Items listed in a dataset
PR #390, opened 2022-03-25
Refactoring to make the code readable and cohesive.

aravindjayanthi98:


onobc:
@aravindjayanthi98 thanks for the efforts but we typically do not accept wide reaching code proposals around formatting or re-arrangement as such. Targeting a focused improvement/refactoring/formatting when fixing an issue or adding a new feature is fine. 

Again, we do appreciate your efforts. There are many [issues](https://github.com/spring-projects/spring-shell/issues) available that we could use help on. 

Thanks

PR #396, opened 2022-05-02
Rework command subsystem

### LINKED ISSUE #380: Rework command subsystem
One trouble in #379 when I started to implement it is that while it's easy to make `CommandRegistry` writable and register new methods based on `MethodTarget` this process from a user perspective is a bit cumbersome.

==

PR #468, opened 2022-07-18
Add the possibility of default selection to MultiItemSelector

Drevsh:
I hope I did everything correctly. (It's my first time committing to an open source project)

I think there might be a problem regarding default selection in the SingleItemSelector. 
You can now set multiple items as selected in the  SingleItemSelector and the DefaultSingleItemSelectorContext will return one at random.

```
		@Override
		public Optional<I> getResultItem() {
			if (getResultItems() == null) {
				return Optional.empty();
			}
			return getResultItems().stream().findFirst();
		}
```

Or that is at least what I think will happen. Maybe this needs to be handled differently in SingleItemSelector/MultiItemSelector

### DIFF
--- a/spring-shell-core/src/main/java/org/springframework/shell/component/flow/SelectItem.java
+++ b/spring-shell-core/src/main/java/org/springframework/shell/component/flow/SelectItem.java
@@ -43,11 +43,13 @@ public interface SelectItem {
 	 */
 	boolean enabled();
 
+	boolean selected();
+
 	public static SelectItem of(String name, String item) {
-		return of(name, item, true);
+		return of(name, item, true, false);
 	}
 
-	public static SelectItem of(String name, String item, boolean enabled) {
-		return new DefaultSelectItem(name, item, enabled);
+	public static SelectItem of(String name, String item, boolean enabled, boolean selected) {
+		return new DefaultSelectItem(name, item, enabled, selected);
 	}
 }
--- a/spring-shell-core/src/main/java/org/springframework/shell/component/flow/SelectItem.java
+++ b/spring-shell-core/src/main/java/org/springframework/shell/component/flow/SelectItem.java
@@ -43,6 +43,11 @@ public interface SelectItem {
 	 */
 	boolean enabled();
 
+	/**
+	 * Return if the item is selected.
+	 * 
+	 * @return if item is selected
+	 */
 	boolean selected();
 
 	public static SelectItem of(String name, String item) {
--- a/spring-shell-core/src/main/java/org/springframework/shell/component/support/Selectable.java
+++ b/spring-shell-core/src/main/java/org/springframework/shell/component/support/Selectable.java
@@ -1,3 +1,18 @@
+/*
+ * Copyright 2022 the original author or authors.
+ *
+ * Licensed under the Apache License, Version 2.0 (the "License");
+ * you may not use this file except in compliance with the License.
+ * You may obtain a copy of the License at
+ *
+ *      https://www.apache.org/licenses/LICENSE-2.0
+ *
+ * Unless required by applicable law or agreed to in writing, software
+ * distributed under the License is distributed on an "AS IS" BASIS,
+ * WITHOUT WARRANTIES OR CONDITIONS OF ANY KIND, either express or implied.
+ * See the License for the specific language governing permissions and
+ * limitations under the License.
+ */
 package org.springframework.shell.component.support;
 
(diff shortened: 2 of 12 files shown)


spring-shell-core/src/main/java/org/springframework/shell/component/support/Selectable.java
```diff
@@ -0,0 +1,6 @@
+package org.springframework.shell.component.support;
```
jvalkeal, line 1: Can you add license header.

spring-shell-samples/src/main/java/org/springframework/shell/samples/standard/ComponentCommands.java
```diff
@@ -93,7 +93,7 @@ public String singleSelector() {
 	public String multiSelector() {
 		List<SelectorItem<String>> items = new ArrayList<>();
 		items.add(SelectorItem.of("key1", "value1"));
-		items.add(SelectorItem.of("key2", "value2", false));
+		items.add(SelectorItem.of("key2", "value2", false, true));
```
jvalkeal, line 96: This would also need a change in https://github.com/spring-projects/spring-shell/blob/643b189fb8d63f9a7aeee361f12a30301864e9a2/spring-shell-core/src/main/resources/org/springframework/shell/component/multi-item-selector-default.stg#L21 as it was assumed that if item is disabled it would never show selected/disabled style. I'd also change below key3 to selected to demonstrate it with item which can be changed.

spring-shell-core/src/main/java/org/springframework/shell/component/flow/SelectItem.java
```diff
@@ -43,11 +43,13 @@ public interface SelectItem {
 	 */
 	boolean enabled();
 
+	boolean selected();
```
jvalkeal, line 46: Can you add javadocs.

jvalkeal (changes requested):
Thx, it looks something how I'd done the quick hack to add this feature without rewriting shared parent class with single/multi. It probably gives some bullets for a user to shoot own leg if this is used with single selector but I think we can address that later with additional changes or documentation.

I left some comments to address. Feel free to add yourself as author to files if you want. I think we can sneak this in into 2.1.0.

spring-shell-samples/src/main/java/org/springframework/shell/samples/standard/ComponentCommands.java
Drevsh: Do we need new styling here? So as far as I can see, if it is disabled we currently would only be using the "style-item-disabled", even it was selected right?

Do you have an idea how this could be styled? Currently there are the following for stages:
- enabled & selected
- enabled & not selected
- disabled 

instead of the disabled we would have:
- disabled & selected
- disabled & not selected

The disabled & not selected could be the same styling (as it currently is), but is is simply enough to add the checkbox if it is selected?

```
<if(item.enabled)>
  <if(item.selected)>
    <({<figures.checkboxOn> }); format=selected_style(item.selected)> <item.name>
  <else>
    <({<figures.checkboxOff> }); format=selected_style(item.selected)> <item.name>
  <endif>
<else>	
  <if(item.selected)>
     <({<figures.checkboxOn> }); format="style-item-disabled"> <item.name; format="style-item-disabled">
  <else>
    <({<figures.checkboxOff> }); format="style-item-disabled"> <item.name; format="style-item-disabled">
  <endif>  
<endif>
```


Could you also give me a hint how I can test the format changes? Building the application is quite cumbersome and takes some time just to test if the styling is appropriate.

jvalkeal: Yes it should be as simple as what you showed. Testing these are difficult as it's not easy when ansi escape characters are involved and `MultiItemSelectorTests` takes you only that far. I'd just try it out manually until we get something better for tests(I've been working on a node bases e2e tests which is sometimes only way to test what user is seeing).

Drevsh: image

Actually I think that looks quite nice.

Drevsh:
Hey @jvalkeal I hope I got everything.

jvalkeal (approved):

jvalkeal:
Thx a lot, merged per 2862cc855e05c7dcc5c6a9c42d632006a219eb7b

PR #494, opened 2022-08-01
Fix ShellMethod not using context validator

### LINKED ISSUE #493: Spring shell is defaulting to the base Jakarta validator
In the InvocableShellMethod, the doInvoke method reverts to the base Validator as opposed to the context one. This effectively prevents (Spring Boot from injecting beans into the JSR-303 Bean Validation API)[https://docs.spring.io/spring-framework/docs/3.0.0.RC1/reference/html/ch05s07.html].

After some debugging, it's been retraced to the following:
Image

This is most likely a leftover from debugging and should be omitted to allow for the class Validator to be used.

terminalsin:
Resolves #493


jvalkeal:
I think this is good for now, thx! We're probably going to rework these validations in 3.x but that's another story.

## [WHAT IS NEEDED]
Return each line from the data where the string "feature" can be found.

## [RESULT OF THE TASK]
@aravindjayanthi98 thanks for the efforts but we typically do not accept wide reaching code proposals around formatting or re-arrangement as such. Targeting a focused improvement/refactoring/formatting when fixing an issue or adding a new feature is fine. 
Thx, it looks something how I'd done the quick hack to add this feature without rewriting shared parent class with single/multi. It probably gives some bullets for a user to shoot own leg if this is used with single selector but I think we can address that later with additional changes or documentation.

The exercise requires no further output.